I first got to know Dr. Stassen as a student in Christian Ethics during the early part of 1998, part of my first academic year at Fuller. We had a minor connection through Dr. Stassen's previous tenure as a professor at the Southern Baptist Theological Seminary in Louisville, Kentucky, but although I had grown up in Louisville, we had never crossed paths before I came to Fuller. It's safe to say that Dr. Stassen challenged several of my preconceptions about Christian Ethics. It's not just that he held positions that differed from my own of the time. Other professors had done that previously, but I was often able to explain such differences (no doubt arrogantly) as a failure to take some portion of the Bible as seriously as I felt they should. Stassen's lectures provided no such out. Everything he taught was buttressed by Scripture. Jesus' Sermon on the Mount was especially central to Stassen's way of understanding Ethics. As a recent collection of essays in Dr. Stassen's honor (called a "festschrift" is academic circles) puts it, Stassen taught his students to look at Ethics as if Jesus Mattered.
I did not know it at the time, but Glen Stassen was the son of Harold Stassen, known to a previous generation as a one-time Governor of Minnesota and a several-time Republican candidate for President of the United States. Although Glen's own politics were by no means limited to stereotypical Republican lines, they were informed not only by his deep Christian conviction, but out of the experience of growing up in a political family, having actively seen how governance is done, and how one can work toward positive change in the world we find ourselves in. Among Glen's important contributions to ethical dialogue is what he called "Just Peacemaking Theory." The idea is that both "pacifism" and "just war theory" can only be meaningful in the context of how to respond to whether or not war is permissible or necessary. If one is only asking the question of war at that point, it is already too late. "Just Peacemaking Theory" attempts to demonstrate how positive action may be taken to make war less likely in the first place. To make peace more viable.
Dr. Stassen's activism was demonstrated in many other ways, as well. He biked to work all the time in order to conserve on gas. He refused to use plastic bags, preferring to use reusable ones. He advocated for what he often called a "consistent pro-life ethic," opposing both abortion and the death penalty. I could go on. The point is that Dr. Stassen took the idea of following Jesus very seriously. Following Jesus doesn't mean merely that one receives life after death, but it also has implications for all areas of this life, as well.
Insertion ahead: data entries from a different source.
PR #146, opened 2019-07-17
Deprecate pagination list metadata convenience overloads

### LINKED ISSUE #130: Deprecate metadata methods in OffsetPaginatedList
The `metadata(...)` methods in OffsetPaginatedList seem clunky to use in consumers. The three `OffsetPaginatedList#metadata` methods should be deprecated. The metadata builder should be the preferred way of building metadata if you need it, instead of calling overloaded methods. The `OffsetPaginatedList#metadata(Long)` can documented to prefer a new `OffsetPaginatedList#totalResults(Long)` and the other two can be documented to just use the metadata builder.

johnlcox:
This fixes #130.

### DIFF
--- a/pagination/src/main/java/com/cerner/beadledom/pagination/OffsetPaginatedList.java
+++ b/pagination/src/main/java/com/cerner/beadledom/pagination/OffsetPaginatedList.java
@@ -32,10 +32,9 @@ public abstract class OffsetPaginatedList<T> {
    * @return instance of {@link OffsetPaginatedList.Builder}
    */
   public static <T> OffsetPaginatedList.Builder<T> builder() {
-    return new AutoValue_OffsetPaginatedList.Builder<T>().items(new ArrayList<>())
-        .metadata(
-            LimitParameter.getDefaultLimitFieldName(), null,
-            OffsetParameter.getDefaultOffsetFieldName(), null, null, null);
+    return new AutoValue_OffsetPaginatedList.Builder<T>()
+        .items(new ArrayList<>())
+        .metadata(OffsetPaginatedListMetadata.builder().build());
   }
 
   @AutoValue.Builder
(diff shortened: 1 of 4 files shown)


pagination/src/main/java/com/cerner/beadledom/pagination/OffsetPaginatedList.java
```diff
@@ -93,14 +98,27 @@
...
+     *
+     * @param totalResults the total results available
+     * @return the {@link Builder} being used for the {@link OffsetPaginatedList}
+     */
+    public OffsetPaginatedList.Builder<T> totalResults(@Nullable Long totalResults) {
       return metadata(
-          LimitParameter.getDefaultLimitFieldName(), null,
-          OffsetParameter.getDefaultOffsetFieldName(), null,
-          totalResults, null);
+          OffsetPaginatedListMetadata.builder()
```
charanpanchagnula: Possibly stupid question: Do we have to do argument validation for totalResults to ensure it doesn't have negative values?

johnlcox: That's probably a good idea. Does anyone else have any passivity concerns of me adding such a check?

nathanschile: No concerns from me.

johnlcox: Autovalue recommends doing validation in the `build` method rather than directly in the setters [1]. This makes it a little bit less fail-fast, but should still be fine.

[1] https://github.com/google/auto/blob/master/value/userguide/builders-howto.md#validate

johnlcox: https://github.com/cerner/beadledom/pull/146/commits/91732ff7059233b1f33f364e3e4b4409723a40ab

While Glen Stassen has now received his heavenly reward, it is my prayer that his work in Christian Ethics continues to influence lives to make this world a better place, as well.
UPDATE: April 28, 2014 - I have been informed that, in lieu of flowers, gifts may be given to either Fuller's Just Peacemaking Initiative or to the "Special Needs Trust for David Stassen" at 2030 Casa Grande Street, Pasadena, CA 91104.